PR #1303, opened 2024-02-09
[th/nft-mem] reorder code so we can release temporary object earlier during nft cmd

thom311:
During nft command, we may (temporarily) create a lot of data to track the rules. This increases the memory usage, even if only for a short time.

__What to produce__.
Output the material above exactly. Omit nothing.

__Exercise response__.
PR #1303, opened 2024-02-09
[th/nft-mem] reorder code so we can release temporary object earlier during nft cmd

thom311:
During nft command, we may (temporarily) create a lot of data to track the rules. This increases the memory usage, even if only for a short time.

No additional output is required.